### EXERCISE AIM
Every line of the data below that holds the string "benchmarks" needs to be reported.

----

Issue #1550, opened 2024-11-25
JOIN should require ON condition


demetribu:
### Describe the bug

`SELECT ... FROM l JOIN r` is not a valid SQL query, the `ON` condition should not be optional

### Additional context

https://github.com/apache/datafusion/issues/13486

demetribu:
take

demetribu:
Proposed to wait for use case.
https://github.com/apache/datafusion-sqlparser-rs/pull/1552#discussion_r1866317958

PR #1552, opened 2024-11-25
Fix: JOIN should require ON condition

demetribu:
Closes: #1550


mvzink:
MySQL actually does allow joins with no ON/USING, so this could break some (admittedly weird) workflows.

demetribu:
What I found

> In MySQL, JOIN, CROSS JOIN, and INNER JOIN are syntactic equivalents (they can replace each other). In standard SQL, they are not equivalent. INNER JOIN is used with an ON clause, CROSS JOIN is used otherwise. 

https://dev.mysql.com/doc/refman/8.4/en/join.html

cc @findepi

findepi:
so maybe we should fix this in DF only?

demetribu:
as I know, in df, we don’t parse SQL directly; we only work with statements.

Dandandan:
It could be implemented for the dialects that (don't) support the joins without `ON` (i.e. PostgreSQL / ansi, ...)?

iffyio:
Ah yeah using a dialect method for this makes sense in that case

demetribu:
@iffyio It seems the main branch is currently failing Clippy lint checks against Rust 1.83.0.

cc @alamb

src/dialect/mod.rs
```diff
@@ -687,6 +687,41 @@ pub trait Dialect: Debug + Any {
...
+
+    /// Verifies whether the provided `JoinOperator` is supported by this SQL dialect.
+    /// Returns `true` if the `JoinOperator` is supported, otherwise `false`.
+    fn verify_join_operator(&self, _join_operator: &JoinOperator) -> bool {
+        true
+    }
+
+    /// Verifies if the given `JoinOperator`'s constraint is valid for this SQL dialect.
+    /// Returns `true` if the join constraint is valid, otherwise `false`.
+    fn verify_join_constraint(&self, join_operator: &JoinOperator) -> bool {
```
iffyio, line 699: Ah so since the behavior seems to vary a bit across dialects, I'm thinking it could make sense after all if we let the parse continue to be permissive in syntax and downstream crates can perform the additional checks in the cases where specific combinations need to be enforced?

demetribu: I understand your idea, and it makes sense. But the "issue" is based on the idea that the parser should restrict cases like “INNER JOIN” without an ON condition.

For me, as a developer, it would feel strange if I pick a parser, for example, the PostgreSQL dialect, and it allows “ANTI JOIN” without any error. This would mean I have to check all the statements again to find mistakes. It seems like a trade-off, and we need to decide which approach works best.

iffyio: Yeah it is indeed a tradeoff, the expectation currently is that downstream crates further validate the output of the parser against any dialect specific requirements/invariants, see [note here for example](https://github.com/apache/datafusion-sqlparser-rs?tab=readme-ov-file#syntax-vs-semantics)

demetribu: Currently, DataFusion processes `SELECT ... FROM l JOIN r` as a `CROSS JOIN` for all dialects, including DuckDB, where an `INNER JOIN` explicitly requires an `ON `clause.

@Dandandan proposed addressing this issue in `sqlparser-rs`, which seems reasonable to me. However, after discussing it with @iffyio, I see

> indeed a tradeoff, the expectation currently is that downstream crates further validate the output of the parser

My questions are:
1. Should this behavior be considered a bug?
2. If yes, at which level should it be addressed: `datafusion` or `sqlparser-rs`?

alamb: > * Should this behavior be considered a bug?

I don't have a strong opinion -- is it causing anyone problems? It seems like the ramification of allowing `JOIN`... as `CROSS JOIN` 's largest implication is that now DataFusion has some new dialect. 

If it isn't causing problems, my suggestion is do nothing until someone has a concrete usecase

alamb:
Converting to draft to show we aren't necessairly planning to merge this

PR #1555, opened 2024-11-26
Document micro benchmarks

alamb:
@Dandandan  asked about benchmarks on https://github.com/apache/datafusion-sqlparser-rs/pull/1435#issuecomment-2500664144

There is actually a parser benchmark but I didn't even know it existed. Let's document it a bit so it may be more discoverable.


Dandandan (approved):

alamb:
Thanks for the review @Dandandan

----

### RESPONSE TO THE TASK
Document micro benchmarks
@Dandandan  asked about benchmarks on https://github.com/apache/datafusion-sqlparser-rs/pull/1435#issuecomment-2500664144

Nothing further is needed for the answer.